Quote exactly the lines running from the line with "- Position is bounded" to the end of the entries, including both, and nothing else.

---- INFORMATION PROVIDED

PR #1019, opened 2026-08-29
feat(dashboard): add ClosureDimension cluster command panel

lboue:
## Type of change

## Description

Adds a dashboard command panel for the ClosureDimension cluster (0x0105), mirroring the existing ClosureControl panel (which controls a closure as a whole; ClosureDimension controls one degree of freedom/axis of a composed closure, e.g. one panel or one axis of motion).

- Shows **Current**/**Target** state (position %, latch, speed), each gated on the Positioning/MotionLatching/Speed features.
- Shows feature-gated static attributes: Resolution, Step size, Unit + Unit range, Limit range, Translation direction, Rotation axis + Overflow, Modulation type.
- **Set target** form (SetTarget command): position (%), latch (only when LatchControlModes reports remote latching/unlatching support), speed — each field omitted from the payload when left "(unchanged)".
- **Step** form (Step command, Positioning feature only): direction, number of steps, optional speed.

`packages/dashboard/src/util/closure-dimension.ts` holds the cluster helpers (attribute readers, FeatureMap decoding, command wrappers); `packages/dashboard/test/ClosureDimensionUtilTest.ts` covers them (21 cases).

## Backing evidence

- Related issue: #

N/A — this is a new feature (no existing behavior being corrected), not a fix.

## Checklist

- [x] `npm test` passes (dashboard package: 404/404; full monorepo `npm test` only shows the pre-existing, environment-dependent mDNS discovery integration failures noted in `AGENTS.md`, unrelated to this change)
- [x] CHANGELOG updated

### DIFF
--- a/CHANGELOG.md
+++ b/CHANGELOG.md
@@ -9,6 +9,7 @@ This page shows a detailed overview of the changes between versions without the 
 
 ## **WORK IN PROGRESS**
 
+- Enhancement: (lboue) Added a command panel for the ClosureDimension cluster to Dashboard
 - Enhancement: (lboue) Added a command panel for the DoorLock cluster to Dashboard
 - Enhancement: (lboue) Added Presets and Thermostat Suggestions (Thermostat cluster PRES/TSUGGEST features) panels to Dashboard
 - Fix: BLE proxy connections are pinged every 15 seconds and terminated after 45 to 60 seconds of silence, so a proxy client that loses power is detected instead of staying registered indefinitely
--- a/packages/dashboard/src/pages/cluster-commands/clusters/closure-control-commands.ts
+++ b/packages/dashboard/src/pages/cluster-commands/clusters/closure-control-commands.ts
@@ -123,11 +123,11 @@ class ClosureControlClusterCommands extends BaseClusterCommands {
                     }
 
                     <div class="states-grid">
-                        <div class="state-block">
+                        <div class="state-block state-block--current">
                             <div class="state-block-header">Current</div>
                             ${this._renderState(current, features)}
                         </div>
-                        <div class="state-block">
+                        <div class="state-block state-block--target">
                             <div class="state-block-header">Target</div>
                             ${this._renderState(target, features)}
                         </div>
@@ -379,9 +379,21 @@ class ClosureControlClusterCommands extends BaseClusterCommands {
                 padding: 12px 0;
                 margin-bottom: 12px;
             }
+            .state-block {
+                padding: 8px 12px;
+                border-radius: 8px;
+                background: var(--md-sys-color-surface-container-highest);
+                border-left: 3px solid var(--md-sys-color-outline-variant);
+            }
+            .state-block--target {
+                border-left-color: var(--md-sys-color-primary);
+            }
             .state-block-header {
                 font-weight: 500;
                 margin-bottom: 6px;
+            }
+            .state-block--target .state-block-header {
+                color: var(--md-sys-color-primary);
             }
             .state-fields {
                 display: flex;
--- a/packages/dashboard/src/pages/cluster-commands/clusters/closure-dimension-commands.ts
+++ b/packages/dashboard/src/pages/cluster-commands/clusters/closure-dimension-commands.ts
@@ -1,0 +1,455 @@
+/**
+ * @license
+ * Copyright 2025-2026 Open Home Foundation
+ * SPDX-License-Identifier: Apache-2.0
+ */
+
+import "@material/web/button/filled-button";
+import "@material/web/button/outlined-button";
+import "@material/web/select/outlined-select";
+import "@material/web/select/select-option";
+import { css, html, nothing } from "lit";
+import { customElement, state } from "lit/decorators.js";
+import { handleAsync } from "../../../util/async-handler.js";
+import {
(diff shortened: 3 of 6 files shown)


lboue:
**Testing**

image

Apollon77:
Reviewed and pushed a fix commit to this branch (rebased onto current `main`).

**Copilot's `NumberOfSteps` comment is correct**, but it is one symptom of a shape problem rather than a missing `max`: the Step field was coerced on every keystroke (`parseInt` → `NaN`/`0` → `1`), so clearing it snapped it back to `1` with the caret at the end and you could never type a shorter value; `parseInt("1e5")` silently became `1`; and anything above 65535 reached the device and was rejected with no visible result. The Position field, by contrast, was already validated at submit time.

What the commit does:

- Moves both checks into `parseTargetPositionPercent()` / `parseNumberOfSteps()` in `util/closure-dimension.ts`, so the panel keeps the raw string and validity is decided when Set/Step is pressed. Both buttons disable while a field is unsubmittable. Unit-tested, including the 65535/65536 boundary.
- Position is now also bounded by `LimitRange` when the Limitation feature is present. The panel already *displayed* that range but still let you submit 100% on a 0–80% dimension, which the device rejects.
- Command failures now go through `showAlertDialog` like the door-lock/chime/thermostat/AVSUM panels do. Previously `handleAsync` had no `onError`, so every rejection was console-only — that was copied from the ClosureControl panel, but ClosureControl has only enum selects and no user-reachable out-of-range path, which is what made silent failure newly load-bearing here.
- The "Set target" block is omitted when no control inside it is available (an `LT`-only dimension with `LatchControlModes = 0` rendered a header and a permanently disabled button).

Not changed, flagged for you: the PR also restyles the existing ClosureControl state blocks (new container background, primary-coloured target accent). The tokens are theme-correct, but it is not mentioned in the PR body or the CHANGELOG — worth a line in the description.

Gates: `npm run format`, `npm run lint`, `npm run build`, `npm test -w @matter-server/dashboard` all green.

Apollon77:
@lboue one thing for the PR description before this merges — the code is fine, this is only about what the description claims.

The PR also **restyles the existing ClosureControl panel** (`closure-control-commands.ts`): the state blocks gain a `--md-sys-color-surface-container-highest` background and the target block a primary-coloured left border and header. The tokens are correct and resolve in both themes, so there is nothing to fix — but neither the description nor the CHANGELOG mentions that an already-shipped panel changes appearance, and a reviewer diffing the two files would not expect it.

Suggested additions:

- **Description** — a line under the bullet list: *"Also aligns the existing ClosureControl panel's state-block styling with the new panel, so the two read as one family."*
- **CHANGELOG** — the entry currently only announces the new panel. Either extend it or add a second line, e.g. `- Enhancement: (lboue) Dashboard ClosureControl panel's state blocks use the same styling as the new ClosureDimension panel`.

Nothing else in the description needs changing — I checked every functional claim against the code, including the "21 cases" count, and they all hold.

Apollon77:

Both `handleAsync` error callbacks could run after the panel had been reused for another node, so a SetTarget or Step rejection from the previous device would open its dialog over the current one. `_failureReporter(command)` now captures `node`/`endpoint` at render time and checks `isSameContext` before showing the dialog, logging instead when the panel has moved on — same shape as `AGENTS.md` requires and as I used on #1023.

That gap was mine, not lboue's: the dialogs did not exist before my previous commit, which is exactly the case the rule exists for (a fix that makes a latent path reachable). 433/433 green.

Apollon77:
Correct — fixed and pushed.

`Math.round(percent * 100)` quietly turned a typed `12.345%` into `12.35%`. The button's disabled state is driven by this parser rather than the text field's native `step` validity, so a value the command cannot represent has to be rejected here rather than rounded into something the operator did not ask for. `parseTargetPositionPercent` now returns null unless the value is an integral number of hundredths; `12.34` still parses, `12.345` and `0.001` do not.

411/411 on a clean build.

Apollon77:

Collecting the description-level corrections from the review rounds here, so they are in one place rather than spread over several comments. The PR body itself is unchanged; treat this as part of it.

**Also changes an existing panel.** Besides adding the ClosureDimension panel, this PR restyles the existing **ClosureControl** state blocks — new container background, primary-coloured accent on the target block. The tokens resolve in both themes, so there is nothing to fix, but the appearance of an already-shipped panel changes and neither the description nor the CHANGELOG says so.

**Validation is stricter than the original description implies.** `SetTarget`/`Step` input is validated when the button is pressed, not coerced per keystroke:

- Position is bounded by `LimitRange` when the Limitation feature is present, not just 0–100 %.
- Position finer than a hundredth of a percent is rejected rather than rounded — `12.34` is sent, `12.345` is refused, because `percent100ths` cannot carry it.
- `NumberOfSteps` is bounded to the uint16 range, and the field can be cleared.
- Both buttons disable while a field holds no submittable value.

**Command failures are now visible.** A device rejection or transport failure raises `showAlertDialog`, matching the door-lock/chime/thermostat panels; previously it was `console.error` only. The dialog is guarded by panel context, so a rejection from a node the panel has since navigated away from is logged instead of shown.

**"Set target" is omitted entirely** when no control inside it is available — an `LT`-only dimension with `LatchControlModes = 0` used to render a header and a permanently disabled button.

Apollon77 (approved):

--------

# [WRITTEN ANSWER]
- Position is bounded by `LimitRange` when the Limitation feature is present, not just 0–100 %.
- Position finer than a hundredth of a percent is rejected rather than rounded — `12.34` is sent, `12.345` is refused, because `percent100ths` cannot carry it.
- `NumberOfSteps` is bounded to the uint16 range, and the field can be cleared.
- Both buttons disable while a field holds no submittable value.

**Command failures are now visible.** A device rejection or transport failure raises `showAlertDialog`, matching the door-lock/chime/thermostat panels; previously it was `console.error` only. The dialog is guarded by panel context, so a rejection from a node the panel has since navigated away from is logged instead of shown.

**"Set target" is omitted entirely** when no control inside it is available — an `LT`-only dimension with `LatchControlModes = 0` used to render a header and a permanently disabled button.

Apollon77 (approved):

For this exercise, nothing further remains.